Wait v. Homestead Bldg. Ass'n

Decision Date01 June 1915
Docket Number2698.
Citation85 S.E. 637,76 W.Va. 431
PartiesWAIT v. HOMESTEAD BUILDING ASS'N ET AL.
CourtWest Virginia Supreme Court

Submitted January 27, 1915.

Syllabus by the Court.

The fidelity bond of an officer or agent of a private corporation, conditioned generally for faithful performance of the duties of his office or employment, is construed to cover defaults in such duties as are annexed to the office or employment at the time of the execution thereof and such additional ones as shall be subsequently annexed to it in the exercise of corporate power.

The sureties are deemed to have known such additional duties could and might be annexed, and to have contracted with reference thereto.

Interpretation of an ambiguous by-law of a private corporation is a function within the province and power of the board of directors, and in so far as such power affects the liability of the sureties of an officer or agent of the corporation, they are deemed to have been cognizant of it, and to have contracted with reference thereto.

No formality is essential to the devolution of power or authority upon a corporate officer by the board of directors or to their construction of an ambiguous by-law. Such results may arise from conduct and methods of transacting business.

By-laws of a building association requiring weekly meetings of the board of directors for the purpose of receiving dues and other demands from the stockholders and attendance of the treasurer thereat, but not expressly inhibiting him from receiving dues at other times and places, is ambiguous and subject to construction by the directors and officers of the corporation.

The authority of the treasurer of an association operating under such a by-law to receive dues, premiums, interest, and fines for and on its behalf, at times and places other than those of the weekly meetings, is established by proof of his having done so for a long period of time, with the knowledge and acquiescence of the board of directors.

Mere constructive notice to a corporation of a default on the part of an officer or employé imposes no duty upon it to give notice thereof to his sureties or dismiss him from its service. Nor does such notice impose duty to make the default known to persons who are about to become his sureties in a subsequent bond.

Admission of a shortage by the treasurer of a corporation to directors and other officers thereof, accompanied by an explanation exculpating him from personal fault and dishonesty, and followed by his representation that he had fully made it good, is not sufficient to prove the directors and officers had reason to believe the treasurer fraudulently procured persons to become his sureties in bonds subsequently given by him to guarantee faithful performance of his prospective duties as such treasurer.

A settlement of such default is not inferrable from mere payments on account thereof and representation by the defaulting officer that he had fully made up the shortage.

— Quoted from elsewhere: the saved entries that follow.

PR #3353, opened 2026-06-24
chore: bind test/dev servers to loopback to avoid Windows firewall prompts

### LINKED ISSUE #3351: Windows: test servers bind 0.0.0.0, causing repeated Firewall prompts during `cargo test` / `cargo xtask check`
## Summary

On Windows, running the Rust test suite — especially the full `cargo xtask check` — repeatedly triggers the Windows Defender Firewall "allow/deny" prompt. Because cargo names test binaries by content hash (`target\debug\deps\<crate>-<hash>.exe`), any "Allow" granted does not persist across rebuilds, so the prompt recurs on essentially every code change. It's a jarring inner-loop papercut for Windows contributors.

## Root cause

A handful of test/dev code paths bind listening sockets to `0.0.0.0` (all interfaces) instead of loopback. Windows Firewall exempts loopback (`127.0.0.1`) binds from filtering, so a loopback bind never prompts — an all-interfaces bind does. The codebase already binds the large majority of test servers to `127.0.0.1` (e.g. `crates/otap/src/otap_grpc/proxy.rs` and `client_settings.rs` use `127.0.0.1:0`); only a few paths fall back to `0.0.0.0`.

## Concrete examples

- **`crates/otap/src/otap_grpc/server_settings.rs:316`** — `impl Default for GrpcServerSettings` sets `listening_addr: ([0, 0, 0, 0], 0).into()` (i.e. `0.0.0.0:0`). Any test that starts a gRPC server from `GrpcServerSettings::default()` binds all interfaces.
- **`crates/telemetry/src/otel_sdk/meter_provider.rs:222`** — a meter-provider test configures the Prometheus pull exporter with `"host": "0.0.0.0", "port": 9090`; `prometheus_exporter_provider.rs:91` then calls `TcpListener::bind(addr)` on it (fixed port `9090`).

A quick sweep for non-loopback binds in test/dev paths should surface any remaining stragglers.

## Proposed fix

Bind test/dev servers to `127.0.0.1` rather than `0.0.0.0`:

- For tests relying on a `0.0.0.0` default, pass an explicit `127.0.0.1:0` (ephemeral) address.
- For the Prometheus meter-provider test, set `host` to `127.0.0.1`.
- Optionally add a small shared test helper for "loopback ephemeral bind" so this stays consistent, and/or a short note in the contributor docs.

### Scope / non-goals

- This is about **test/dev** binds. Production defaults that intentionally serve external traffic on `0.0.0.0` should stay as-is. (Whether `GrpcServerSettings::default()` *should* default to all-interfaces is a reasonable but separate question — defaulting servers to loopback is a common safer default.)
- Linux/macOS don't surface the firewall prompt, so this is primarily a Windows-contributor DX fix; the change is harmless/positive on all platforms.

## Acceptance criteria

- A full `cargo xtask check` on Windows completes without raising any Windows Firewall prompts (no test server binds a non-loopback interface).

## Environment

- Windows (native), Rust workspace under `rust/otap-dataflow`.

timr-dev:
## What

On Windows, running the Rust test suite — especially a full `cargo xtask check` —
repeatedly triggers the Windows Defender Firewall allow/deny prompt. A handful of
**test/dev** code paths bind listening sockets to `0.0.0.0` (all interfaces);
Windows exempts loopback (`127.0.0.1`) binds from the prompt. Because cargo names
test binaries by content hash, a granted "Allow" does not persist across
rebuilds, so the prompt recurs on essentially every change.

Fixes #3351.

## Changes

- **`crates/telemetry/src/otel_sdk/meter_provider.rs`** (test): the Prometheus
  pull-exporter test configured `host: "0.0.0.0", port: 9090`, which
  `MeterProvider::configure` → `start_async_prometheus_server` actually binds.
  This is the **only test that opens a non-loopback socket during `cargo test`**.
  Host → `127.0.0.1`.
- **`crates/contrib-nodes/examples/mock_la_server.rs`** (dev example): mock Azure
  Monitor Logs Ingestion server, documented for `http://localhost:9999`, bound
  `0.0.0.0:{port}`. Bind + banner → `127.0.0.1`.
- **`CONTRIBUTING.md`**: documents the loopback test/example bind convention so
  this stays consistent.

## Acceptance criterion

A full `cargo xtask check` on Windows now completes with no Windows Firewall
prompts — no test server binds a non-loopback interface. Verified locally:
structure ✅, `cargo fmt` ✅, `cargo clippy --workspace --all-targets -D warnings`
✅, `cargo test --workspace` ✅. The example compiles under
`--features azure-monitor-exporter`.

## Scope / non-goals (deliberate)

- **`GrpcServerSettings::default()` (`server_settings.rs:316`, `0.0.0.0:0`) is left
  unchanged.** It is a production default, and a full sweep confirms **no test
  binds via the bare default** — every gRPC/HTTP/UDP server test passes an
  explicit `127.0.0.1` address. Per the issue's non-goals, production defaults
  that intentionally serve external traffic stay as-is (same for the Prometheus
  pull `default_host()`).
- **Other `0.0.0.0` occurrences in the Rust workspace are left as-is because they
  do not bind a socket:** deserialize/`validate_config` tests that assert the kept
  production default (`readers.rs`, `pull.rs`, `prometheus_exporter_provider.rs`),
  the `otlp_receiver` test that specifically exercises the unspecified-address
  conflict path, the clap arg-parse test, and doc/CIDR/CEF strings.
- **Out of scope:** non-Rust demo/perf assets that intentionally bind all
  interfaces (e.g. the Python `tools/pipeline_perf_test` Docker templates, and the
  bundled demo `configs/*.yaml`). These are not exercised by `cargo xtask check`
  and do not affect the acceptance criterion; a Windows dev who manually runs one
  of those demos may still see a prompt.
- The fixed port `9090` in the meter-provider test is kept (the issue asked only
  to change the host); the spawned bind result is ignored, so a port collision
  cannot fail the test.

## Changelog

Test/dev-example only — no shipped/production behavior change — so this is a
`chore` with no `.chloggen` entry, per the repo convention.

## On a regression guard

An automated lint that rejects new non-loopback binds in test/example code was
considered but **deferred**: it would need an allow-list for the several
legitimate non-binding `0.0.0.0` usages above, making it brittle. The convention
is documented in `CONTRIBUTING.md` instead.

### DIFF
--- a/rust/otap-dataflow/CONTRIBUTING.md
+++ b/rust/otap-dataflow/CONTRIBUTING.md
@@ -31,15 +31,16 @@ not offset the limited parallelism gains.
 ## Test and example server bind addresses
 
 When a test or example starts a listening server, bind it to the loopback
-interface (`127.0.0.1`), not `0.0.0.0` (all interfaces). Prefer an ephemeral
-port (`127.0.0.1:0`) and read the assigned port back from the listener.
+interface (`127.0.0.1`, or `[::1]` for IPv6), not an all-interfaces address
+(`0.0.0.0`, or `[::]`/`[::]:0` for IPv6). Prefer an ephemeral port
+(`127.0.0.1:0`) and read the assigned port back from the listener.
 
 Windows Defender Firewall exempts loopback binds from its allow/deny prompt, so
 a loopback bind avoids the repeated firewall prompts that an all-interfaces bind
 triggers on every `cargo test` / `cargo xtask check` rebuild (test binaries are
 named by content hash, so a granted exception does not persist across rebuilds).
 Production defaults that intentionally serve external traffic may still bind
-`0.0.0.0`.
+`0.0.0.0` (or `[::]`).
 
 ## Changelog entries
 
--- a/rust/otap-dataflow/CONTRIBUTING.md
+++ b/rust/otap-dataflow/CONTRIBUTING.md
@@ -28,6 +28,19 @@ the full check path, likely because many of the longest tests are concentrated
 in a few large integration-style binaries, so the extra runner orchestration did
 not offset the limited parallelism gains.
 
+## Test and example server bind addresses
+
+When a test or example starts a listening server, bind it to the loopback
+interface (`127.0.0.1`), not `0.0.0.0` (all interfaces). Prefer an ephemeral
+port (`127.0.0.1:0`) and read the assigned port back from the listener.
+
+Windows Defender Firewall exempts loopback binds from its allow/deny prompt, so
+a loopback bind avoids the repeated firewall prompts that an all-interfaces bind
+triggers on every `cargo test` / `cargo xtask check` rebuild (test binaries are
+named by content hash, so a granted exception does not persist across rebuilds).
+Production defaults that intentionally serve external traffic may still bind
+`0.0.0.0`.
+
 ## Changelog entries
 
 User-facing Rust changes are recorded in
--- a/rust/otap-dataflow/crates/contrib-nodes/examples/mock_la_server.rs
+++ b/rust/otap-dataflow/crates/contrib-nodes/examples/mock_la_server.rs
@@ -345,7 +345,7 @@ async fn main() {
     let port = cli.port;
 
     println!("[mock-la] Mock Azure Monitor Logs Ingestion API Server");
-    println!("[mock-la] Listening on 0.0.0.0:{port}");
+    println!("[mock-la] Listening on 127.0.0.1:{port}");
 
     if cli.fail_rate > 0.0 {
         if let Some(retry_secs) = cli.retry_after {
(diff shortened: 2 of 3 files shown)


rust/otap-dataflow/CONTRIBUTING.md
```diff
@@ -28,6 +28,19 @@ the full check path, likely because many of the longest tests are concentrated
 in a few large integration-style binaries, so the extra runner orchestration did
 not offset the limited parallelism gains.
 
+## Test and example server bind addresses
+
+When a test or example starts a listening server, bind it to the loopback
+interface (`127.0.0.1`), not `0.0.0.0` (all interfaces). Prefer an ephemeral
```
ThomsonTan: Probably mention `[::]:0` as IPv6 all interfaces?

timr-dev: Good call — done in e7bff6ce4. The note now also calls out `[::]`/`[::]:0` (IPv6 all-interfaces) and `[::1]` (IPv6 loopback) alongside the IPv4 forms.

ThomsonTan (approved):

jmacd (approved):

A loan of money to the defaulting officer, secured by a deed of trust and credited on his shortage, is not an extension of time releasing the sureties in his bonds.

Bonds given annually by a corporation officer annually elected and conditioned for faithful performance of duty during the term and until the election and qualification of a successor hold only during the terms and for reasonable times thereafter.

It is not error to dismiss out of a suit to wind up a corporation and enforce liability of the sureties of the treasurer the settlement of the accounts of the trustees in an assignment made by the treasurer for the benefit of his creditors.

A demurrer to so much of a bill as applies to a bond, liability on which is barred by the statute of limitations, is properly sustained.

Appeal from Circuit Court, Wood County.

Suit by Bettie C. Wait, executrix, etc., against the Homestead Building Association and others. From decree for plaintiff the defendant Union Trust & Deposit Company appeals. Reversed in part and remanded.

F. P. Moats, of Parkersburg, for appellant.

V. B. Archer, of Parkersburg, for appellee Bettie C. Wait.

Reese Blizzard, of Parkersburg, for appellee J. T. Peadro.

William Beard, of Parkersburg, for appellee Abram Smith.

W. M. Straus, of Parkersburg, for appellees Straus and Smith.

POFFENBARGER J.

The complainant on this appeal is the special receiver appointed in the cause of Lamp v. Homestead Building Association, instituted under the circumstances and for the purposes disclosed in the opinion of this court, filed on the appeal in that cause, and reported in 62 W.Va. 56, 57 S.E. 249. The decree complained of now was made and entered in the cause of W. H. Wolfe v. Homestead Building Association et al., the purpose of which was the relief of said Wolfe as surety on several bonds given by Fischer as treasurer of the association. With leave of the court, the special receiver intervened in that suit and filed an answer and cross-bill, for the purpose of holding Fischer and his sureties to alleged liabilities for defalcations on his part, amounting to something like $70,000. By elaborate pleadings which it is unnecessary to set forth in detail the issues just indicated were fully developed, and a great deal of testimony taken. Pending this suit Wolfe died testate, and Bettie C. Wait was appointed the executrix of his will. Fischer made an assignment for the benefit of his creditors to W. M. Straus and Abram Smith, trustees. He afterwards died, and J. T. Peadro qualified as the executor of his will. Straus and Smith were sureties in some of the bonds as well as trustees in the assignment. The decree appealed from relieves the estate of Wolfe and the other sureties from liability on the five bonds, each in the penalty of $10,000, and perpetuates an injunction restraining and inhibiting the defendants from prosecuting any suit or suits against him or his estate on said bonds, and, according to Fisher, his trustees and executors, the benefit of the statute of limitations denies all relief against them.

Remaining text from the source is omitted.